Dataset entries
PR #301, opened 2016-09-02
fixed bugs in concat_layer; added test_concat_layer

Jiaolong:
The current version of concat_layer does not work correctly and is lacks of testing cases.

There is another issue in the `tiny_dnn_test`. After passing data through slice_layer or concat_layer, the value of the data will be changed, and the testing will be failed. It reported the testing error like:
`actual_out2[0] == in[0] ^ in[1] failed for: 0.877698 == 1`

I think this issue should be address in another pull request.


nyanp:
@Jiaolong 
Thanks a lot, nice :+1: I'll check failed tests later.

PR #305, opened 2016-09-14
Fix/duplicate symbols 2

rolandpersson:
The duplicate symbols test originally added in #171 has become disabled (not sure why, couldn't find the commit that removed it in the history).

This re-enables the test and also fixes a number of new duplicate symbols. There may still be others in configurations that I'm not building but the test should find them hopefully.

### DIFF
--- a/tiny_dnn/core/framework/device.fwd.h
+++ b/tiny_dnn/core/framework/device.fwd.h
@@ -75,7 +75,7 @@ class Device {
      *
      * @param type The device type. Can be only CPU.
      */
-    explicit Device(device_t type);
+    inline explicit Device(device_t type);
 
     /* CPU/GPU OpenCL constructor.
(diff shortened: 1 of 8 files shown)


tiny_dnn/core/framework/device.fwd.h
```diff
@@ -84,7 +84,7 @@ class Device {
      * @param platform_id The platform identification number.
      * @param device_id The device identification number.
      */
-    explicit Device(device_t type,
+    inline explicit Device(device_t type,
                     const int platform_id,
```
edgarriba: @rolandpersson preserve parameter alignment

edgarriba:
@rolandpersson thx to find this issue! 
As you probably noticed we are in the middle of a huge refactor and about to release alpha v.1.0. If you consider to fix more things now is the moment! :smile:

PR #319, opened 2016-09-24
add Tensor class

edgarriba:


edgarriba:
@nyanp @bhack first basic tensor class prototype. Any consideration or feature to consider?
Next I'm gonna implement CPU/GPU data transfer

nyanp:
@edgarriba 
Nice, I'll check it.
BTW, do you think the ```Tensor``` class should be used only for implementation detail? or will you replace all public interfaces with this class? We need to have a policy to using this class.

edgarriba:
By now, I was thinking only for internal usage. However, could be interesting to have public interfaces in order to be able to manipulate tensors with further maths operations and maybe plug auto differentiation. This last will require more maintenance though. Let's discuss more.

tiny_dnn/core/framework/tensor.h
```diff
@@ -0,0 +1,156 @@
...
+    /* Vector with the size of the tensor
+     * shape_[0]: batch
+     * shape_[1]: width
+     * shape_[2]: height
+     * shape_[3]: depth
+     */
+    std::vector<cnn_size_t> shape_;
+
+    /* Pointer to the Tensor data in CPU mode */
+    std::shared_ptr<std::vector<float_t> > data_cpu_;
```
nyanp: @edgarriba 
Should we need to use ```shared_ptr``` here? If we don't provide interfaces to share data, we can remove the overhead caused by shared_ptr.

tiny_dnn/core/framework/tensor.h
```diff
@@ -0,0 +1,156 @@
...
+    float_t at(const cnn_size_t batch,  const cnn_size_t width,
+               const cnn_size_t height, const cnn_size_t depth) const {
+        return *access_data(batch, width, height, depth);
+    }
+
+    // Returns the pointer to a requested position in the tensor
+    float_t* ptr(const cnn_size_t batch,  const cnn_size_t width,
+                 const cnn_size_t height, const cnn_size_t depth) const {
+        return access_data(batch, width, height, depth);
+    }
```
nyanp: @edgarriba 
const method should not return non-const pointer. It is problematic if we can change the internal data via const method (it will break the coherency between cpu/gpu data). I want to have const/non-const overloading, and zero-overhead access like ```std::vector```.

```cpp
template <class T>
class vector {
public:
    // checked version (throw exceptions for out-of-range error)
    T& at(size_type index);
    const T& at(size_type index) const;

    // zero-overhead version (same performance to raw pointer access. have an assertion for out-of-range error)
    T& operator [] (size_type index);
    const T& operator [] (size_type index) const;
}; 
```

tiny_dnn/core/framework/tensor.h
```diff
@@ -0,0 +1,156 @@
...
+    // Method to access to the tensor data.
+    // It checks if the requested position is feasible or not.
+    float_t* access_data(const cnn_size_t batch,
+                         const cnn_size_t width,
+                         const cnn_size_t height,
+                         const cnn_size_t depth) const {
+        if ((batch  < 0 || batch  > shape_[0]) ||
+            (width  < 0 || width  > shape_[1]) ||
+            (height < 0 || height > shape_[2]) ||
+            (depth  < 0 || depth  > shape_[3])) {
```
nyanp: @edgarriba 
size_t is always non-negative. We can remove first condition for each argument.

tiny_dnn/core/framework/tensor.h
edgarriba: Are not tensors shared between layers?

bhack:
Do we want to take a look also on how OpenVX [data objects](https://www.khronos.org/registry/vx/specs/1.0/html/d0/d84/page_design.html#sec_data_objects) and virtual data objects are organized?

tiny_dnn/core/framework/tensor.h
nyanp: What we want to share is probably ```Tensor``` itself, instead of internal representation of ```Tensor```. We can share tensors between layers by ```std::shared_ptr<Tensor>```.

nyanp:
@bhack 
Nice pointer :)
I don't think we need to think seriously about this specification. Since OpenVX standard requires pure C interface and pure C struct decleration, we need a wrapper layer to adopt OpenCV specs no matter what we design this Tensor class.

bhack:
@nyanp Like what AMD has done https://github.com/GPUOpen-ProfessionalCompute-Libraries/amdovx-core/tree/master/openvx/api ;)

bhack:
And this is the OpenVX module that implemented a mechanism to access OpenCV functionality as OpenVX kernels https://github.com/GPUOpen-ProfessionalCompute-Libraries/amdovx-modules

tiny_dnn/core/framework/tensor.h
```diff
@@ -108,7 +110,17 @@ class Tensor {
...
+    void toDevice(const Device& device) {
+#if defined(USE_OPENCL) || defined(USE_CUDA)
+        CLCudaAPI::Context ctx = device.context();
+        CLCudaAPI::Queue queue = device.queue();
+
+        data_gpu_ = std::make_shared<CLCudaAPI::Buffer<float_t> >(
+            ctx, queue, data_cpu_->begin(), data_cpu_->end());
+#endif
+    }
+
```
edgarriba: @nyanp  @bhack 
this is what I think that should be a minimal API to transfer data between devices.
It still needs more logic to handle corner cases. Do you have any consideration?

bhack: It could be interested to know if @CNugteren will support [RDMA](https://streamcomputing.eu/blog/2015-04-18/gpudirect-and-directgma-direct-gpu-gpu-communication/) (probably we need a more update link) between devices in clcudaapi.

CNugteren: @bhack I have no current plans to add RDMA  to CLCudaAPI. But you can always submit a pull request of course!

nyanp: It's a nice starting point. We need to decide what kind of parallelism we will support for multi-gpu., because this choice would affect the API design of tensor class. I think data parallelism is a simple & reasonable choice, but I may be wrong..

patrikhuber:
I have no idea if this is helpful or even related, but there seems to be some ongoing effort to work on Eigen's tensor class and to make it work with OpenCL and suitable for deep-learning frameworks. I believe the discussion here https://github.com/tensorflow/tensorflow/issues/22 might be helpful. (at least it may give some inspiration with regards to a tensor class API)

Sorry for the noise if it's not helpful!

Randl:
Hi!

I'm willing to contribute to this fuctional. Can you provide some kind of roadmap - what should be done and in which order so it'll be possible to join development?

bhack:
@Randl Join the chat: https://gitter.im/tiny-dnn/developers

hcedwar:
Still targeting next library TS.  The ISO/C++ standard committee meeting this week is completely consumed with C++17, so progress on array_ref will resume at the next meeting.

■ WORK ITEM ■
Reproduce the data exactly. Keep every line intact.

■ ANSWER TO THIS TASK ■
PR #301, opened 2016-09-02
fixed bugs in concat_layer; added test_concat_layer

Jiaolong:
The current version of concat_layer does not work correctly and is lacks of testing cases.

There is another issue in the `tiny_dnn_test`. After passing data through slice_layer or concat_layer, the value of the data will be changed, and the testing will be failed. It reported the testing error like:
`actual_out2[0] == in[0] ^ in[1] failed for: 0.877698 == 1`

I think this issue should be address in another pull request.


nyanp:
@Jiaolong 
Thanks a lot, nice :+1: I'll check failed tests later.

PR #305, opened 2016-09-14
Fix/duplicate symbols 2

rolandpersson:
The duplicate symbols test originally added in #171 has become disabled (not sure why, couldn't find the commit that removed it in the history).

This re-enables the test and also fixes a number of new duplicate symbols. There may still be others in configurations that I'm not building but the test should find them hopefully.

### DIFF
--- a/tiny_dnn/core/framework/device.fwd.h
+++ b/tiny_dnn/core/framework/device.fwd.h
@@ -75,7 +75,7 @@ class Device {
      *
      * @param type The device type. Can be only CPU.
      */
-    explicit Device(device_t type);
+    inline explicit Device(device_t type);
 
     /* CPU/GPU OpenCL constructor.
(diff shortened: 1 of 8 files shown)


tiny_dnn/core/framework/device.fwd.h
```diff
@@ -84,7 +84,7 @@ class Device {
      * @param platform_id The platform identification number.
      * @param device_id The device identification number.
      */
-    explicit Device(device_t type,
+    inline explicit Device(device_t type,
                     const int platform_id,
```
edgarriba: @rolandpersson preserve parameter alignment

edgarriba:
@rolandpersson thx to find this issue! 
As you probably noticed we are in the middle of a huge refactor and about to release alpha v.1.0. If you consider to fix more things now is the moment! :smile:

PR #319, opened 2016-09-24
add Tensor class

edgarriba:


edgarriba:
@nyanp @bhack first basic tensor class prototype. Any consideration or feature to consider?
Next I'm gonna implement CPU/GPU data transfer

nyanp:
@edgarriba 
Nice, I'll check it.
BTW, do you think the ```Tensor``` class should be used only for implementation detail? or will you replace all public interfaces with this class? We need to have a policy to using this class.

edgarriba:
By now, I was thinking only for internal usage. However, could be interesting to have public interfaces in order to be able to manipulate tensors with further maths operations and maybe plug auto differentiation. This last will require more maintenance though. Let's discuss more.

tiny_dnn/core/framework/tensor.h
```diff
@@ -0,0 +1,156 @@
...
+    /* Vector with the size of the tensor
+     * shape_[0]: batch
+     * shape_[1]: width
+     * shape_[2]: height
+     * shape_[3]: depth
+     */
+    std::vector<cnn_size_t> shape_;
+
+    /* Pointer to the Tensor data in CPU mode */
+    std::shared_ptr<std::vector<float_t> > data_cpu_;
```
nyanp: @edgarriba 
Should we need to use ```shared_ptr``` here? If we don't provide interfaces to share data, we can remove the overhead caused by shared_ptr.

tiny_dnn/core/framework/tensor.h
```diff
@@ -0,0 +1,156 @@
...
+    float_t at(const cnn_size_t batch,  const cnn_size_t width,
+               const cnn_size_t height, const cnn_size_t depth) const {
+        return *access_data(batch, width, height, depth);
+    }
+
+    // Returns the pointer to a requested position in the tensor
+    float_t* ptr(const cnn_size_t batch,  const cnn_size_t width,
+                 const cnn_size_t height, const cnn_size_t depth) const {
+        return access_data(batch, width, height, depth);
+    }
```
nyanp: @edgarriba 
const method should not return non-const pointer. It is problematic if we can change the internal data via const method (it will break the coherency between cpu/gpu data). I want to have const/non-const overloading, and zero-overhead access like ```std::vector```.

```cpp
template <class T>
class vector {
public:
    // checked version (throw exceptions for out-of-range error)
    T& at(size_type index);
    const T& at(size_type index) const;

    // zero-overhead version (same performance to raw pointer access. have an assertion for out-of-range error)
    T& operator [] (size_type index);
    const T& operator [] (size_type index) const;
}; 
```

tiny_dnn/core/framework/tensor.h
```diff
@@ -0,0 +1,156 @@
...
+    // Method to access to the tensor data.
+    // It checks if the requested position is feasible or not.
+    float_t* access_data(const cnn_size_t batch,
+                         const cnn_size_t width,
+                         const cnn_size_t height,
+                         const cnn_size_t depth) const {
+        if ((batch  < 0 || batch  > shape_[0]) ||
+            (width  < 0 || width  > shape_[1]) ||
+            (height < 0 || height > shape_[2]) ||
+            (depth  < 0 || depth  > shape_[3])) {
```
nyanp: @edgarriba 
size_t is always non-negative. We can remove first condition for each argument.

tiny_dnn/core/framework/tensor.h
edgarriba: Are not tensors shared between layers?

bhack:
Do we want to take a look also on how OpenVX [data objects](https://www.khronos.org/registry/vx/specs/1.0/html/d0/d84/page_design.html#sec_data_objects) and virtual data objects are organized?

tiny_dnn/core/framework/tensor.h
nyanp: What we want to share is probably ```Tensor``` itself, instead of internal representation of ```Tensor```. We can share tensors between layers by ```std::shared_ptr<Tensor>```.

nyanp:
@bhack 
Nice pointer :)
I don't think we need to think seriously about this specification. Since OpenVX standard requires pure C interface and pure C struct decleration, we need a wrapper layer to adopt OpenCV specs no matter what we design this Tensor class.

bhack:
@nyanp Like what AMD has done https://github.com/GPUOpen-ProfessionalCompute-Libraries/amdovx-core/tree/master/openvx/api ;)

bhack:
And this is the OpenVX module that implemented a mechanism to access OpenCV functionality as OpenVX kernels https://github.com/GPUOpen-ProfessionalCompute-Libraries/amdovx-modules

tiny_dnn/core/framework/tensor.h
```diff
@@ -108,7 +110,17 @@ class Tensor {
...
+    void toDevice(const Device& device) {
+#if defined(USE_OPENCL) || defined(USE_CUDA)
+        CLCudaAPI::Context ctx = device.context();
+        CLCudaAPI::Queue queue = device.queue();
+
+        data_gpu_ = std::make_shared<CLCudaAPI::Buffer<float_t> >(
+            ctx, queue, data_cpu_->begin(), data_cpu_->end());
+#endif
+    }
+
```
edgarriba: @nyanp  @bhack 
this is what I think that should be a minimal API to transfer data between devices.
It still needs more logic to handle corner cases. Do you have any consideration?

bhack: It could be interested to know if @CNugteren will support [RDMA](https://streamcomputing.eu/blog/2015-04-18/gpudirect-and-directgma-direct-gpu-gpu-communication/) (probably we need a more update link) between devices in clcudaapi.

CNugteren: @bhack I have no current plans to add RDMA  to CLCudaAPI. But you can always submit a pull request of course!

nyanp: It's a nice starting point. We need to decide what kind of parallelism we will support for multi-gpu., because this choice would affect the API design of tensor class. I think data parallelism is a simple & reasonable choice, but I may be wrong..

patrikhuber:
I have no idea if this is helpful or even related, but there seems to be some ongoing effort to work on Eigen's tensor class and to make it work with OpenCL and suitable for deep-learning frameworks. I believe the discussion here https://github.com/tensorflow/tensorflow/issues/22 might be helpful. (at least it may give some inspiration with regards to a tensor class API)

Sorry for the noise if it's not helpful!

Randl:
Hi!

I'm willing to contribute to this fuctional. Can you provide some kind of roadmap - what should be done and in which order so it'll be possible to join development?

bhack:
@Randl Join the chat: https://gitter.im/tiny-dnn/developers

hcedwar:
Still targeting next library TS.  The ISO/C++ standard committee meeting this week is completely consumed with C++17, so progress on array_ref will resume at the next meeting.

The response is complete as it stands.